━━ Record excerpts

PR #4127, opened 2017-06-12
New methods for identity provider implementation and changes wrt API permissions

tharikaGitHub:

- A change with respect to API permissions feature
- New methods added to Identity provider implementation
- Tests for coverage of newly added methods

#### General

#### Functionality

#### Code

#### Tests

#### Security

#### Documentation

### DIFF
--- a/components/apimgt/org.wso2.carbon.apimgt.core/src/main/java/org/wso2/carbon/apimgt/core/impl/APIPublisherImpl.java
+++ b/components/apimgt/org.wso2.carbon.apimgt.core/src/main/java/org/wso2/carbon/apimgt/core/impl/APIPublisherImpl.java
@@ -469,7 +469,7 @@ public class APIPublisherImpl extends AbstractAPIManager implements APIPublisher
                         (apiBuilder.getVersion())) && (originalAPI.getProvider().equals(apiBuilder.getProvider())) &&
                         originalAPI.getLifeCycleStatus().equalsIgnoreCase(apiBuilder.getLifeCycleStatus())) {
 
-                    if (apiBuilder.getPermission() != null && !("[]").equals(apiBuilder.getPermission())) {
+                    if (apiBuilder.getPermission() != null && !("").equals(apiBuilder.getPermission())) {
                         Map<String, Integer> roleNamePermissionList;
                         roleNamePermissionList = getAPIPermissionArray(apiBuilder.getPermission());
                         if (checkRoleValidityForAPIPermissions(roleNamePermissionList)) {
--- a/components/apimgt/org.wso2.carbon.apimgt.core/src/main/java/org/wso2/carbon/apimgt/core/impl/APIPublisherImpl.java
+++ b/components/apimgt/org.wso2.carbon.apimgt.core/src/main/java/org/wso2/carbon/apimgt/core/impl/APIPublisherImpl.java
@@ -337,7 +337,7 @@ public class APIPublisherImpl extends AbstractAPIManager implements APIPublisher
                 if (StringUtils.isEmpty(apiBuilder.getApiDefinition())) {
                     apiBuilder.apiDefinition(apiDefinitionFromSwagger20.generateSwaggerFromResources(apiBuilder));
                 }
-                if (apiBuilder.getPermission() != null && !("").equals(apiBuilder.getPermission())) {
+                if (apiBuilder.getPermission() != null && !StringUtils.isEmpty(apiBuilder.getPermission())) {
                     Map<String, Integer> roleNamePermissionList;
                     roleNamePermissionList = getAPIPermissionArray(apiBuilder.getPermission());
                     apiBuilder.permissionMap(roleNamePermissionList);
@@ -469,7 +469,7 @@ public class APIPublisherImpl extends AbstractAPIManager implements APIPublisher
                         (apiBuilder.getVersion())) && (originalAPI.getProvider().equals(apiBuilder.getProvider())) &&
                         originalAPI.getLifeCycleStatus().equalsIgnoreCase(apiBuilder.getLifeCycleStatus())) {
 
-                    if (apiBuilder.getPermission() != null && !("").equals(apiBuilder.getPermission())) {
+                    if (apiBuilder.getPermission() != null && !StringUtils.isEmpty(apiBuilder.getPermission())) {
                         Map<String, Integer> roleNamePermissionList;
                         roleNamePermissionList = getAPIPermissionArray(apiBuilder.getPermission());
                         if (checkRoleValidityForAPIPermissions(roleNamePermissionList)) {
--- a/components/apimgt/org.wso2.carbon.apimgt.core/src/main/java/org/wso2/carbon/apimgt/core/impl/APIPublisherImpl.java
+++ b/components/apimgt/org.wso2.carbon.apimgt.core/src/main/java/org/wso2/carbon/apimgt/core/impl/APIPublisherImpl.java
@@ -337,7 +337,7 @@ public class APIPublisherImpl extends AbstractAPIManager implements APIPublisher
                 if (StringUtils.isEmpty(apiBuilder.getApiDefinition())) {
                     apiBuilder.apiDefinition(apiDefinitionFromSwagger20.generateSwaggerFromResources(apiBuilder));
                 }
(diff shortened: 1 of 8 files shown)


components/apimgt/org.wso2.carbon.apimgt.core/src/main/java/org/wso2/carbon/apimgt/core/impl/DefaultIdentityProviderImpl.java
```diff
@@ -87,6 +91,54 @@ public boolean isValidRole(String roleName) {
...
+    @Override
+    public String getRoleId(String roleName) throws IdentityProviderException {
+        Response role = scimServiceStub.searchGroups(FILTER_PREFIX + roleName);
+        String roleId = null;
+        if (role.status() == 200) {
+            String responseBody = role.body().toString();
+            JsonParser parser = new JsonParser();
+            JsonObject parsedResponseBody = (JsonObject) parser.parse(responseBody);
+            JsonArray roleList = (JsonArray) parsedResponseBody.get("Resources");
+            if (roleList.size() == 1) {
```
harsha89: why we check the size with only 1? Can there be more than one?

components/apimgt/org.wso2.carbon.apimgt.core/src/main/java/org/wso2/carbon/apimgt/core/impl/DefaultIdentityProviderImpl.java
```diff
@@ -87,6 +91,54 @@ public boolean isValidRole(String roleName) {
...
+        }
+        return roleIds;
+    }
+
+    @Override
+    public String getRoleId(String roleName) throws IdentityProviderException {
+        Response role = scimServiceStub.searchGroups(FILTER_PREFIX + roleName);
+        String roleId = null;
+        if (role.status() == 200) {
+            String responseBody = role.body().toString();
```
harsha89: can body be null?

components/apimgt/org.wso2.carbon.apimgt.core/src/main/java/org/wso2/carbon/apimgt/core/impl/APIPublisherImpl.java
```diff
@@ -469,7 +469,7 @@ public void updateAPI(API.APIBuilder apiBuilder) throws APIManagementException {
                         (apiBuilder.getVersion())) && (originalAPI.getProvider().equals(apiBuilder.getProvider())) &&
                         originalAPI.getLifeCycleStatus().equalsIgnoreCase(apiBuilder.getLifeCycleStatus())) {
 
-                    if (apiBuilder.getPermission() != null && !("[]").equals(apiBuilder.getPermission())) {
+                    if (apiBuilder.getPermission() != null && !("").equals(apiBuilder.getPermission())) {
```
harsha89: cant we use StringUtils.IsEmpty?

tharikaGitHub: Yes, we can change it to use StringUtils.IsEmpty. I'll fix it.

components/apimgt/org.wso2.carbon.apimgt.core/src/main/java/org/wso2/carbon/apimgt/core/impl/DefaultIdentityProviderImpl.java
tharikaGitHub: When the status is 200, it means there is a role corresponding to the searched role name and the response returns a role. So it wont be null. Do you recommend to check for a null body within the status == 200 condition?

components/apimgt/org.wso2.carbon.apimgt.core/src/main/java/org/wso2/carbon/apimgt/core/impl/DefaultIdentityProviderImpl.java
tharikaGitHub: Usually in SCIM, it doesn't allow a role with the same display name be created. We assume that role name is unique. Hence usually a single role will be returned. But precaution is taken to check whether the list actually contains a single role. Else a null roleId will be returned. That's why we check for one.

components/apimgt/org.wso2.carbon.apimgt.core/src/main/java/org/wso2/carbon/apimgt/core/impl/DefaultIdentityProviderImpl.java
harsha89: ah okey. So if the search role isn't there. It will return with some other status code right? Then it should be fine. Do we require an else statement to handle other status codes?

components/apimgt/org.wso2.carbon.apimgt.core/src/main/java/org/wso2/carbon/apimgt/core/impl/DefaultIdentityProviderImpl.java
harsha89: Got it :+1:

components/apimgt/org.wso2.carbon.apimgt.core/src/main/java/org/wso2/carbon/apimgt/core/impl/DefaultIdentityProviderImpl.java
tharikaGitHub: Yes, If the role is not there, it'll return a 404 response.  This method is for getting the role ID of a role if it exists. So there will not be a requirement to handle other status codes within this method AFAIU.

components/apimgt/org.wso2.carbon.apimgt.core/src/main/java/org/wso2/carbon/apimgt/core/impl/APIPublisherImpl.java
```diff
@@ -337,7 +337,7 @@ public String addAPI(API.APIBuilder apiBuilder) throws APIManagementException {
                 if (StringUtils.isEmpty(apiBuilder.getApiDefinition())) {
                     apiBuilder.apiDefinition(apiDefinitionFromSwagger20.generateSwaggerFromResources(apiBuilder));
                 }
-                if (apiBuilder.getPermission() != null && !("").equals(apiBuilder.getPermission())) {
+                if (apiBuilder.getPermission() != null && !StringUtils.isEmpty(apiBuilder.getPermission())) {
```
harsha89: string utils check both null case and empty case. We can remove the null check :+1:

components/apimgt/org.wso2.carbon.apimgt.core/src/main/java/org/wso2/carbon/apimgt/core/impl/APIPublisherImpl.java
```diff
@@ -469,7 +469,7 @@ public void updateAPI(API.APIBuilder apiBuilder) throws APIManagementException {
                         (apiBuilder.getVersion())) && (originalAPI.getProvider().equals(apiBuilder.getProvider())) &&
                         originalAPI.getLifeCycleStatus().equalsIgnoreCase(apiBuilder.getLifeCycleStatus())) {
 
-                    if (apiBuilder.getPermission() != null && !("[]").equals(apiBuilder.getPermission())) {
+                    if (apiBuilder.getPermission() != null && !StringUtils.isEmpty(apiBuilder.getPermission())) {
```
harsha89: string utils check both null case and empty case. We can remove the null check :+1:

components/apimgt/org.wso2.carbon.apimgt.core/src/main/java/org/wso2/carbon/apimgt/core/impl/APIPublisherImpl.java
tharikaGitHub: Ah yes, will remove it.

components/apimgt/org.wso2.carbon.apimgt.core/src/main/java/org/wso2/carbon/apimgt/core/impl/APIPublisherImpl.java
tharikaGitHub: I'll remove it.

━━━━

### Task directions
Count the lines of the data that contain the string "remove", and reply with that number alone.

### Reply
4